*AIM OF THE TASK*: Output each line of the data word for word, from the first through the line that holds "Enabling volume expansion and", and leave off whatever follows.

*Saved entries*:
PR #118, opened 2021-09-29
config: Update Openstack config to use Cinder by default

### LINKED ISSUE #110: [1] Configure cinder-csi storageclass from ansible
**Is your feature request related to a problem?**
When deploying on Openstack with cinder enabled, the storageclass `cinder-csi` is not default nor is volume expansion enabled.

Enabling volume expansion and setting it to be the deafult storageclass is done by default on the supportet clouds.
See [kubespray](https://github.com/kubernetes-sigs/kubespray/blob/v2.16.0/roles/kubernetes-apps/persistent_volumes/cinder-csi/defaults/main.yml#L2-L7) for variables.

**Additional context**

**Definition of done:**
The cinder-csi is the deafult storageclass and volume expansion is enabled.

aarnq:
This sets Cinder CSI as the default storage provider on Openstack while enabling volume expansion on new clusters.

*WRITTEN SOLUTION*:
PR #118, opened 2021-09-29
config: Update Openstack config to use Cinder by default

### LINKED ISSUE #110: [1] Configure cinder-csi storageclass from ansible
**Is your feature request related to a problem?**
When deploying on Openstack with cinder enabled, the storageclass `cinder-csi` is not default nor is volume expansion enabled.

Enabling volume expansion and setting it to be the deafult storageclass is done by default on the supportet clouds.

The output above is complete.